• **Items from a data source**
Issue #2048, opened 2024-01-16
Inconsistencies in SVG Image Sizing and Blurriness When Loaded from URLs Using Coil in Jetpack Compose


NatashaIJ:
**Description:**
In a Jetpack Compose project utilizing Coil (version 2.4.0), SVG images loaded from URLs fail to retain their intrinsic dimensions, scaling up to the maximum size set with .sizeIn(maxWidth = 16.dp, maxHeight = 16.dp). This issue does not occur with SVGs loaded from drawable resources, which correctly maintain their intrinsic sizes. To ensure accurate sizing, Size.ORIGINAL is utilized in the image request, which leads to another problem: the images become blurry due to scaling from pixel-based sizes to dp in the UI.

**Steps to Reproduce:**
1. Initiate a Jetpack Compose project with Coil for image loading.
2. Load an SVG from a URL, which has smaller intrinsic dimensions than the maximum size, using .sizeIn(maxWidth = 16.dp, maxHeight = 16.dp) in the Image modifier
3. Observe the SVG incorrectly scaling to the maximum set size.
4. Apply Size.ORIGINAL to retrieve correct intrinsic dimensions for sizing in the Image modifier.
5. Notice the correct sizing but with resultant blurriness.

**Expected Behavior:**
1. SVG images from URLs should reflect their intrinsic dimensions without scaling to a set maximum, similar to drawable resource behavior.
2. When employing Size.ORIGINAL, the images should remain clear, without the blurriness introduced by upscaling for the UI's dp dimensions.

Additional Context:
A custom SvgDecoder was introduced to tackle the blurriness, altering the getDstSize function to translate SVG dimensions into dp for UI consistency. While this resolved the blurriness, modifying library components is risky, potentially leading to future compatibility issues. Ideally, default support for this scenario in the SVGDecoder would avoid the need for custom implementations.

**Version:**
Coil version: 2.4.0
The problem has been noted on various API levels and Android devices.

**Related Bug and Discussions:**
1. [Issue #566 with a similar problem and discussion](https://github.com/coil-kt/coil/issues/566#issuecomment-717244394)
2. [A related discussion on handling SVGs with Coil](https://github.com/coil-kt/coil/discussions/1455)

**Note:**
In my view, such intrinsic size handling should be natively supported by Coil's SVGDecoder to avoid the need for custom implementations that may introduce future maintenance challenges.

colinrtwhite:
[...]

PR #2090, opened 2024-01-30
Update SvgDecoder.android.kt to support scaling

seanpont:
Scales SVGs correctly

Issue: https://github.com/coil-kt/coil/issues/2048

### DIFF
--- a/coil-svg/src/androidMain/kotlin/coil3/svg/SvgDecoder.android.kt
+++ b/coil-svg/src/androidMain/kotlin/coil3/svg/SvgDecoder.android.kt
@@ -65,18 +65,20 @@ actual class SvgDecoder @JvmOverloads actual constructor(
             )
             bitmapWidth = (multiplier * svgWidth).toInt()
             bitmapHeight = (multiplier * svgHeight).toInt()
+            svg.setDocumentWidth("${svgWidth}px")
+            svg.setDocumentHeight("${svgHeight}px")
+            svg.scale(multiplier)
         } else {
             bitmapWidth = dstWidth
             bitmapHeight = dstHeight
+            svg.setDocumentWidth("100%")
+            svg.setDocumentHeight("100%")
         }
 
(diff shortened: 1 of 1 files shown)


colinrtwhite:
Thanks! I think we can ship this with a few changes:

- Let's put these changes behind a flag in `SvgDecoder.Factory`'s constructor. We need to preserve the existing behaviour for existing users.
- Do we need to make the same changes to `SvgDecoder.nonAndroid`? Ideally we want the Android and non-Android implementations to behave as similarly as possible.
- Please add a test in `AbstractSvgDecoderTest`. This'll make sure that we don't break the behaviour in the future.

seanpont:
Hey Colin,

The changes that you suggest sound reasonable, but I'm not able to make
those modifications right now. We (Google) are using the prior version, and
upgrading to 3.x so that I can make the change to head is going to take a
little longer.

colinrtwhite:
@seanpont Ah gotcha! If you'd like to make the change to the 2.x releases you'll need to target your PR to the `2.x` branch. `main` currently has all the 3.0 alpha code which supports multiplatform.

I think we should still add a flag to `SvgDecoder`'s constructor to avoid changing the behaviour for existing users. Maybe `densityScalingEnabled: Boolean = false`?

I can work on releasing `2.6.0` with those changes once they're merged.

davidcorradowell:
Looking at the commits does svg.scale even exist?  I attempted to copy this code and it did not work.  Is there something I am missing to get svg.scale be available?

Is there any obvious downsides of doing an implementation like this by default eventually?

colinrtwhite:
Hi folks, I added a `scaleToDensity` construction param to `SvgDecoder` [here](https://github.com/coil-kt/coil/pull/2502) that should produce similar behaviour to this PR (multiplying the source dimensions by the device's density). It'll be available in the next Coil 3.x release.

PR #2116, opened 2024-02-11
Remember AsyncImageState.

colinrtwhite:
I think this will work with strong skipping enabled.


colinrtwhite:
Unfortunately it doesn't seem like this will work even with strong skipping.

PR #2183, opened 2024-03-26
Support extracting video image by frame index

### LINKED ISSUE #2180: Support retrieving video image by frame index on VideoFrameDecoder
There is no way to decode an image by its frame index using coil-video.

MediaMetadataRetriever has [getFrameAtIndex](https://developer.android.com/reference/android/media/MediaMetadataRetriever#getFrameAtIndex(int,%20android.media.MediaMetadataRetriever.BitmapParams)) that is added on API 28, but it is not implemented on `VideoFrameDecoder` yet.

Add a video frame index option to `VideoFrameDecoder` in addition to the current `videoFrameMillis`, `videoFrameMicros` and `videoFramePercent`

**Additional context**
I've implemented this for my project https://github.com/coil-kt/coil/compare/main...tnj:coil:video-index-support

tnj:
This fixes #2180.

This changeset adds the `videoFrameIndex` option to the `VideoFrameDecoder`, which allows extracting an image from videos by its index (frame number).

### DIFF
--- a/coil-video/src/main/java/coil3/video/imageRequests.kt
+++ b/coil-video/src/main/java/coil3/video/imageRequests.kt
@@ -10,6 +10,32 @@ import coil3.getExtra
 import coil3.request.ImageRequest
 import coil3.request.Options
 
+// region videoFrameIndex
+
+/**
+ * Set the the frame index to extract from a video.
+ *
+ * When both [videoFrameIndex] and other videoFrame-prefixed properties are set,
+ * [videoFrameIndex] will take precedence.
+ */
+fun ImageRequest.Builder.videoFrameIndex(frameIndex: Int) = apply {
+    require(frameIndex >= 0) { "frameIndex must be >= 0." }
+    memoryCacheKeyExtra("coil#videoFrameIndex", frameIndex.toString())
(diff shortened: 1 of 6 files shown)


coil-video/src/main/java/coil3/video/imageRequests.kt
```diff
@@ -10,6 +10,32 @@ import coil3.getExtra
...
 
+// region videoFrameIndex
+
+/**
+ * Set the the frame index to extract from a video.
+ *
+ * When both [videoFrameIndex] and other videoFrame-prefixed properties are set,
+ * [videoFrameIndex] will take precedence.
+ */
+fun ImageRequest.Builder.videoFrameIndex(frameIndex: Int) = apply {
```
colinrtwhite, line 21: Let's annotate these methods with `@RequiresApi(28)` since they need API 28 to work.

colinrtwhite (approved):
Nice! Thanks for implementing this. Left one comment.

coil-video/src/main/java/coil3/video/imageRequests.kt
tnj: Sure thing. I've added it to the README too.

• **WHAT THE EXERCISE ASKS**
Ascertain the number of lines in the entries that include the word "handling", and report only that number.

• **RESPONSE TO THIS TASK**
2